Frederik Pohl, science fiction author and editor, dies at 93
Pohl wrote more than 40 novels, including The Space Merchants, written in the 1950s with Cyril Kornbluth, and 1978's Gateway, a winner of the Hugo Award for science fiction writing.


His wife, Elizabeth Hull, said that Pohl had died on Monday at a hospital after experiencing respiratory problems at his home in the Chicago suburb of Palatine.
Pohl wrote more than 40 novels, including The Space Merchants, written in the 1950s with Cyril Kornbluth, and 1978's Gateway, a winner of the Hugo Award for science fiction writing. He was a literary agent and editor before getting his own work published in science fiction magazines of the 1930s. He is credited with launching the careers of James Blish and Larry Niven.
"It is difficult to sum up the significance of Frederik Pohl to the science fiction field in a few words," Pohl's editor James Frenkel said in an obituary released by the family. "He was instrumental to the flowering of the field in the mid-to-late 20th century, and it is hard to dispute that the field would be much the poorer without his talent and remarkable body of work as a magazine and book editor, a collaborator and a solo author."
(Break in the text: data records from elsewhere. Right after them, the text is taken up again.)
PR #3473, opened 2016-12-22
Docs maven build.

JamesDrummond:
The PR adds maven build to docs. I moved all files to docs/src/main/ similar to the other folders so that the target build directory would not conflict with maven build. I currently use git clone to get images from my repo https://github.com/JamesDrummond/che-doc-images until an official one is created so that build can be tested properly. We can eventually get the images to build into a jar file that can be downloaded from maven repo but for now this additional work that can be done later.

The pom.xml creates a war file of the static html for the tomcat server and a jar file with doc source that can be uploaded to maven repo for use with codenvy doc build.

Also, added `{% include base.html %}` to all markdown files to allow relative paths. This was not working correctly before.


benoitf (approved):

skabashnyuk (changes requested):
I don't like an idea to use docker as requirement to build che. Right now docker is an option to build che or codenvy. If we accept this PR it would be hard or close to impossible to build che in che or codenvy in codenvy. I think all actions that you are doing in docker can be done without it. Can you change you pr and use jekyll without docker

riuvshin:
totally agree with @skabashnyuk, we should never call docker during regular maven build. (we do this only for special profiles)

riuvshin (changes requested):
totally agree with @skabashnyuk, we should never call docker during regular maven build. (we do this only for special profiles)

bmicklea:
@JamesDrummond I know you're not a maven expert - is this something you can do or do you need help from someone on the team with more maven experience?  I don't want you doing this over the next two days if it's something that someone else could do in a couple of hours.

JamesDrummond:
che-in-che and codenvy-in-codenvy currently require docker in workspace machine to run the binaries on host daemon. Is there any other reasons this will not work?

Pohl's career began in 1937 with the sale of a poem, Elegy to a Dead Satellite: Luna, to Amazing Stories magazine. He went on to edit Astonishing Stories, Super Science Stories, Galaxy and If magazines, as well as an original anthology series, Star Science Fiction. As a book editor, he worked on Samuel Delaney's Dhalgren and Joanna Russ' The Female Man.
As a literary agent, Pohl represented Isaac Asimov, Algis Budrys, Hal Clement, Fritz Leiber and John Wyndham.